PR #89, opened 2016-01-13
Timestamp fix

kkc00:
creating a new timestamp class that prints timestamp in UTC instead of local

Edit: providing a description, had communicated with others before. 

Tested for "timestamp" field with no timezone information. 
Following example scenario happens currently: 
1. input in data file (.data file) is "2014-02-01 23:59:21"
2. tempto creates a Timestamp object using DateTimeUtils.parseTimestampInUTC(), the processing is correct. 
3. tempto inserts Timestamp object to teradata, using Timestamp.toString() value
4. But, Timestamp.toString() prints "2014-02-01 18:59:21.0" which is local equivalent in EST
5. Database stores "2014-02-01 18:59:21.0"
6. select query via tempto when using onPresto() returns "2014-02-01 13:59:21.0", which is due to Presto converting the timestamp from UTC to local (EST). 
7. So, final value returned by tempto is "2014-02-01 13:59:21.0". This value is 2 timezones  (2 x 5hours offset for EST) away from the original value of  "2014-02-01 23:59:21"

So the consensus was, if in step 5, if the database contains original timestamp i.e.  "2014-02-01 23:59:21", then we can do correct output comparison. 

More investigation showed that the Timestamp object in DateTimeUtils.parseTimestampInUTC() processes the UTC timezone information correctly, but when printing by its toString() function, it prints the local timestamp.

Therefore, the patch contains a Timestamp class definition that overrides Timestamp.toString() function to print the correct timestamp to be inserted to database. 

Something similar is discussed here also: 
http://stackoverflow.com/questions/18604989/utc-timestamp-joda-time

### DIFF
--- a/tempto-core/src/main/java/com/teradata/tempto/internal/initialization/TestInitializationListener.java
+++ b/tempto-core/src/main/java/com/teradata/tempto/internal/initialization/TestInitializationListener.java
@@ -53,6 +53,7 @@ import java.lang.reflect.Method;
 import java.util.List;
 import java.util.Optional;
 import java.util.Set;
+import java.util.TimeZone;
 
 import static com.beust.jcommander.internal.Lists.newArrayList;
 import static com.google.common.base.Preconditions.checkState;
@@ -172,6 +173,7 @@ public class TestInitializationListener
     @Override
     public void onStart(ITestContext context)
     {
+        TimeZone.setDefault(TimeZone.getTimeZone("UTC"));
         Module suiteModule = combine(combine(getSuiteModules()), bind(suiteLevelFulfillers), bind(testMethodLevelFulfillers));
         GuiceTestContext initSuiteTestContext = new GuiceTestContext(suiteModule);
         TestContextStack<GuiceTestContext> suiteTextContextStack = new TestContextStack<>();


akshatnair:
It will be useful if the commit message also gives scenario where the Timestamp class was not providing the benefit we are now receiving by adding this new class. And commit header is not very informativ, like instead of Timestamp fix (you are not fixing anything in timestamp) it should be Added UTCTimeStamp class

kkc00:
@akshatnair added description above.

cawallin:
Actually, the first line of the commit message should be something that explains the problem and fix -- Add UtcTimeStamp class so that timestamps are handled in UTC time zone

akshatnair:
@kkc00 thanks for the updated info

kokosing:
looks good

losipiuk:
In point **(3)** you say that when `Timestamp` value is inserted into Teradata `toString()` method is called.
Where does that happen? In tempto or is it part of internal implementation of teradata's jdbc driver.

It seems to me that latter is the case.

From what I see we just use the `setObject(col, Timestamp)` method on `PreparedStatement` to insert data into table in `JdbcTableManager`.

If what I wrote above is true then I do not believe this patch is proper approach to fix current problems. 
Instead we should either:
 * treat `TIMESTAMP WITHOUT TIMEZONE` columns differently in tempto when inserting data and not use `PreparedStatement.setObject` method for them.
 * configure Teradata's JDBC session in such way that it interpret `Timestamp` object passed to `setObject` method in UTC timezone.

kkc00:
@losipiuk I have made changes closer to your second suggestion, but it is about setting the default timezone to UTC. The default timezone value is used by the Timestamp object to format its output in Timestamp.toString(). This aligns with tempto's behavior that every timestamp without timezone is treated as UTC timestamp and passed through DateTimeUtils.parseTimestampInUTC() via QueryRowMapper.convertValue(). This change fixes the issue outlined in the original post.

kkc00:
@losipiuk Moved the setting of default timezone to TestInitializationListener as discussed. Let me know if this is alright.

losipiuk:
Seems fine - check if presto tests pass after the change. 
Per Christina comment. We should still be able to test database for any timezone. Kamal's change how client (tempto) VM interprets Timestamp literals when printing them out etc. And how database interprets literal columns is matter of session configuration. Right?

cawallin:
It just means that the tempto client will only be in UTC right? I don't think it's a huge problem, but we should at least be aware of it.

kkc00:
@losipiuk  Yes. That is the effect of having a default timezone. Timestamp object (and Date object too) by itself does not have any timezone. It only stores the number of milliseconds since  January 1, 1970, 00:00:00 GMT and Timestamp allows more granularity (with respect to Date object). So, while printing the Timestamp in date format (MM-DD-YY hh-mm-ss or others), it needs assistance in what to print, as the string to be printed in different timezone will differ. Tempto already treats timestamp without timezone as being in UTC, which is the correct behavior, so this change will make sure that the string passed to the database is same as the one present in the .data file or other row based input. How the database treats the string is dependent upon the database. 

As for supporting other timezones, that is related to parsing the timestamp with timezone strings that are present in .data file or manually specified by row objects. Though that is not supported currently in .data file, support for it can be added by introducing more patterns in DatetimeUtils.java. So, this change does not affect whether tempto supports other timezone timestamps or not. 

I will check the presto tests.

kkc00:
@losipiuk  Presto product tests were run using this fix. It has no effect on existing behavior of the tests except for testing the output timestamp in UTC format instead of the default of Asia/Katmandu that happens currently. 

The timestamp string sent to hive is accurate, with or without this change (might be because of different way in which data is loaded to hive vs. teradata database). But, it looks like the way hive interprets timestamp string (meaning: what the value of the timestamp milleseconds will be) is based on its own local timezone. This is different from how teradata handles timestamp strings. Both of these behaviors are equally ok, as it is expected that databases can behave differently on how they interpret timestamp strings without timezone (mentioned in previous post as well). 

Therefore, as a conclusion on the purpose of this patch, it makes tempto consistent on how a given timestamp string that does not have any timezone information is interpreted and how a given  timestamp millisecond value is printed in string format. There might be other ways to influence hive behavior via tempto (other than the configs). I might look at it later, but, for now it looks like out of scope for this fix. 

I do not have commit access on tempto, therefore, let me know if you would be ok with applying this.

losipiuk:
> The timestamp string sent to hive is accurate, with or without this change (might be because of different way in which data is loaded to hive vs. teradata database). 

Yeah - for hive we just copy the file to HDFS. So no interpretation of data in file is performed on presto side.

Your patch seems fine to me. Push it - if we later see that it breaks sth - we can always change it again.

cawallin:
Merged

DESCRIPTION OF THE TASK
Considering only the material above, set down every line from the one with "I will check the presto tests." to the one with "that happens currently.", inclusive, exactly as written.

RESPONSE BOX
I will check the presto tests.

kkc00:
@losipiuk  Presto product tests were run using this fix. It has no effect on existing behavior of the tests except for testing the output timestamp in UTC format instead of the default of Asia/Katmandu that happens currently. 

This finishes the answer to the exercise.